→ Try it: Please copy out the entries below exactly, beginning with the line that contains "However, if actors" and ending with the line that contains "Currently the following", and include nothing outside that span.

→ Collected data entries:
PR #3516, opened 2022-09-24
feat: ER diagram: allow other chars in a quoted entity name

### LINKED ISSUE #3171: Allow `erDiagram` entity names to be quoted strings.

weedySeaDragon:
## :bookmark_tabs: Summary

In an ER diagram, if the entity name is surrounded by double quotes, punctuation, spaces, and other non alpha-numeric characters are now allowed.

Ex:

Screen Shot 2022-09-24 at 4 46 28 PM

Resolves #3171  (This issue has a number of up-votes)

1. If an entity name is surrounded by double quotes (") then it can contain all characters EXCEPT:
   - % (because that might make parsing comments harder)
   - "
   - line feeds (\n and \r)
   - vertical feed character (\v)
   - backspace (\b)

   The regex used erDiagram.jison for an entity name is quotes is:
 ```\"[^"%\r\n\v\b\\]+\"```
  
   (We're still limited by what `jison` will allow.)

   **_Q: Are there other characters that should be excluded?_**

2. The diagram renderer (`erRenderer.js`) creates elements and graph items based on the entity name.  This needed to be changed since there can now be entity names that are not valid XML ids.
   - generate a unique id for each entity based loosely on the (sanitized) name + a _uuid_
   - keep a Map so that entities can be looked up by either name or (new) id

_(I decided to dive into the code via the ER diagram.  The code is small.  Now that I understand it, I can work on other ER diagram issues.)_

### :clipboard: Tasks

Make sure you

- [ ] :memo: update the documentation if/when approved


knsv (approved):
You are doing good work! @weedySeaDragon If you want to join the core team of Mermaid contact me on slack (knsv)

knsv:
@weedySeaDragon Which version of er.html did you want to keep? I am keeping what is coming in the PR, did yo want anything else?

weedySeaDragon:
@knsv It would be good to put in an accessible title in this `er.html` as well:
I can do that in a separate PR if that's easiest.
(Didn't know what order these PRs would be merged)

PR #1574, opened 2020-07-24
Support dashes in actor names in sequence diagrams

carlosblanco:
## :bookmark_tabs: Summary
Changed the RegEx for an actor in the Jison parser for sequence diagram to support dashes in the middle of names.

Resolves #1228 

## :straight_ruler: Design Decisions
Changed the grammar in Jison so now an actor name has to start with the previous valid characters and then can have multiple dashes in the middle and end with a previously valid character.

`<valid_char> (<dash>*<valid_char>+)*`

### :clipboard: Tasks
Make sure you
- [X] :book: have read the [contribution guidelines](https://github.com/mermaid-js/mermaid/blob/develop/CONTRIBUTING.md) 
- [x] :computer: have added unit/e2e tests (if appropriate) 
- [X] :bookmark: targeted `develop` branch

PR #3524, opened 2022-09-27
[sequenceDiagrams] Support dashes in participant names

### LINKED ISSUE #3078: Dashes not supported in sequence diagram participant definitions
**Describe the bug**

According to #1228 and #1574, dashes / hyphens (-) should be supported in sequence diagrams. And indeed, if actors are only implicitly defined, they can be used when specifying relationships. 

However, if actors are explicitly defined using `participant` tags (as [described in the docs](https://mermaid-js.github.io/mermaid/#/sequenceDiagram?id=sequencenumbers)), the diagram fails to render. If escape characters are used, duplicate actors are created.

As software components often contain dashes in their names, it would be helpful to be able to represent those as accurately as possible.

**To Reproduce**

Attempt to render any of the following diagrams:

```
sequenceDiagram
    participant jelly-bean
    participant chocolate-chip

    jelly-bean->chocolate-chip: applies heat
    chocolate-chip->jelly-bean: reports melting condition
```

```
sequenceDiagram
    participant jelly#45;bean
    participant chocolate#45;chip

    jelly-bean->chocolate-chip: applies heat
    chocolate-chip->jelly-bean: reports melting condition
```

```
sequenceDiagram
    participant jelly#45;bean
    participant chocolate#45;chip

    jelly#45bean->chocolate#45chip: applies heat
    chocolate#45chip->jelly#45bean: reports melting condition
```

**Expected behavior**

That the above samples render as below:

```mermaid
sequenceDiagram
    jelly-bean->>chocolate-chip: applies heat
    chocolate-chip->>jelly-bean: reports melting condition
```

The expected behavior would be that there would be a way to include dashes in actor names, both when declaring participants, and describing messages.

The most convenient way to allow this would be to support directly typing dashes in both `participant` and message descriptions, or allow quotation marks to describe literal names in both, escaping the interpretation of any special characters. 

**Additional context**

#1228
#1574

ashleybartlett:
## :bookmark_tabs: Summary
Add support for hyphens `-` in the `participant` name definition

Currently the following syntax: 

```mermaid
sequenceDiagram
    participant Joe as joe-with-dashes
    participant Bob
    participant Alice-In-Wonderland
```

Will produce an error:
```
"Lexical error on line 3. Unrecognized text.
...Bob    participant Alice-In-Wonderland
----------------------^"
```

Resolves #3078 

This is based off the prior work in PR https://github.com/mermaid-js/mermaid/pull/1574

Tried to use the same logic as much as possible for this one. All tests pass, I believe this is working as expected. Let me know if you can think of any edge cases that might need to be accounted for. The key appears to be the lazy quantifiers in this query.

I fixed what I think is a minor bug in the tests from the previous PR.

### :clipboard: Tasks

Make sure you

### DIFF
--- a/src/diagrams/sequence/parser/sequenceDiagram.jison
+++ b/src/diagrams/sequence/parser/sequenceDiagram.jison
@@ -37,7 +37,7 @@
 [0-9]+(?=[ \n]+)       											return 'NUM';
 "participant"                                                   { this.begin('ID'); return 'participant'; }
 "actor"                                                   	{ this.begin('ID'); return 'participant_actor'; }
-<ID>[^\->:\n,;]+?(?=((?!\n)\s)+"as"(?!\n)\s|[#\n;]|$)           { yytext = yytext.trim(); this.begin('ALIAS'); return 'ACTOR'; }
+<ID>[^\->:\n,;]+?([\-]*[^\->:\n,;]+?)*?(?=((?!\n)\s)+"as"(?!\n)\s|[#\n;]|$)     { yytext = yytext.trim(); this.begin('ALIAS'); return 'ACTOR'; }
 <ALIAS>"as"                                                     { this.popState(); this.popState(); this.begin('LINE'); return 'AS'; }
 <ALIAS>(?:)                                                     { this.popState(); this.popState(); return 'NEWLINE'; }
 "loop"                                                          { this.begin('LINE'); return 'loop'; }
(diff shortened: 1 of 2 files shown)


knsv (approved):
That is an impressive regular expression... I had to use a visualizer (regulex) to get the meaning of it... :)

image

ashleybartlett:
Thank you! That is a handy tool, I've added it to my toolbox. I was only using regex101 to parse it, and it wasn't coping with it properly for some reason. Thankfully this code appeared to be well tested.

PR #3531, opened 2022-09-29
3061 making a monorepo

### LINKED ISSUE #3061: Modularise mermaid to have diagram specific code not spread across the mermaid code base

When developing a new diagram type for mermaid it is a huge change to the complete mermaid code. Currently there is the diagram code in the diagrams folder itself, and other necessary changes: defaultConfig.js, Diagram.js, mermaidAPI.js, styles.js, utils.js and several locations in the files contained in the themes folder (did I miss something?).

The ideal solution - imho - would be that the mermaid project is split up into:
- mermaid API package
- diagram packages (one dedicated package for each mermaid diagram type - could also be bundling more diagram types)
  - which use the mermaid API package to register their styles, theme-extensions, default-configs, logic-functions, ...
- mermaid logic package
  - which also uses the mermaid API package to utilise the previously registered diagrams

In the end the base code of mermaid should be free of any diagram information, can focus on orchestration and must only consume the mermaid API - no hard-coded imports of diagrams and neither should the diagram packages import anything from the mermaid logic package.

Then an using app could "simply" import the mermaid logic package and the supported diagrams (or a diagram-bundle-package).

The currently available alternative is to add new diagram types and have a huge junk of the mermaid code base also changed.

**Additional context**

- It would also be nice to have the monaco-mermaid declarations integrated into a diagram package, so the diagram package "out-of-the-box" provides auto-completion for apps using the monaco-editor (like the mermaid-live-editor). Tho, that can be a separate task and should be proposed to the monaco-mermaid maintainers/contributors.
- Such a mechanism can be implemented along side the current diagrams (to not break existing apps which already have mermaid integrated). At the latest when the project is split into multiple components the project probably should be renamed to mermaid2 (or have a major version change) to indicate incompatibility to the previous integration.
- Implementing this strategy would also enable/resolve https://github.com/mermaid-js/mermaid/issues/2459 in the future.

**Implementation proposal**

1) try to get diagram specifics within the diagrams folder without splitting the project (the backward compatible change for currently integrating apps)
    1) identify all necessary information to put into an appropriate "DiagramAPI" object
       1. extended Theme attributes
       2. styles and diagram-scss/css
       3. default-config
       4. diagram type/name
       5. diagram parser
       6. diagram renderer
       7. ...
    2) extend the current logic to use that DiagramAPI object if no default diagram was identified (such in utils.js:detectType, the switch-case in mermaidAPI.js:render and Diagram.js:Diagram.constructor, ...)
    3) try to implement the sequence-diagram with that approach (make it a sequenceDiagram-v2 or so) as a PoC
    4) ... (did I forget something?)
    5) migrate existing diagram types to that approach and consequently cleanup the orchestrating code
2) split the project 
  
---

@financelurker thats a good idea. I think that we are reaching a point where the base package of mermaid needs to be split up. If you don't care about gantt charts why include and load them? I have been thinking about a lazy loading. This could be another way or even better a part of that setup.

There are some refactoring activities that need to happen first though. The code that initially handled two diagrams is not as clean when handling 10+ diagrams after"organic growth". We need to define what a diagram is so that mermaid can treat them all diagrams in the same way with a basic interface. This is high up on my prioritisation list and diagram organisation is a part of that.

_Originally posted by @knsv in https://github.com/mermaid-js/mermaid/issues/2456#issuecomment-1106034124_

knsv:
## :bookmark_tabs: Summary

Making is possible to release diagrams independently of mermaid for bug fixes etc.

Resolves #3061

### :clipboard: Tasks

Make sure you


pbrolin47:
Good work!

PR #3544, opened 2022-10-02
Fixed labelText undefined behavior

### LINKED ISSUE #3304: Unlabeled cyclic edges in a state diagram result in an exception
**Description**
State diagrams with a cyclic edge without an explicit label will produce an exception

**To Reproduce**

→ Written reply:
However, if actors are explicitly defined using `participant` tags (as [described in the docs](https://mermaid-js.github.io/mermaid/#/sequenceDiagram?id=sequencenumbers)), the diagram fails to render. If escape characters are used, duplicate actors are created.

As software components often contain dashes in their names, it would be helpful to be able to represent those as accurately as possible.

**To Reproduce**

Attempt to render any of the following diagrams:

```
sequenceDiagram
    participant jelly-bean
    participant chocolate-chip

    jelly-bean->chocolate-chip: applies heat
    chocolate-chip->jelly-bean: reports melting condition
```

```
sequenceDiagram
    participant jelly#45;bean
    participant chocolate#45;chip

    jelly-bean->chocolate-chip: applies heat
    chocolate-chip->jelly-bean: reports melting condition
```

```
sequenceDiagram
    participant jelly#45;bean
    participant chocolate#45;chip

    jelly#45bean->chocolate#45chip: applies heat
    chocolate#45chip->jelly#45bean: reports melting condition
```

**Expected behavior**

That the above samples render as below:

```mermaid
sequenceDiagram
    jelly-bean->>chocolate-chip: applies heat
    chocolate-chip->>jelly-bean: reports melting condition
```

The expected behavior would be that there would be a way to include dashes in actor names, both when declaring participants, and describing messages.

The most convenient way to allow this would be to support directly typing dashes in both `participant` and message descriptions, or allow quotation marks to describe literal names in both, escaping the interpretation of any special characters. 

**Additional context**

#1228
#1574

ashleybartlett:
## :bookmark_tabs: Summary
Add support for hyphens `-` in the `participant` name definition

Currently the following syntax: 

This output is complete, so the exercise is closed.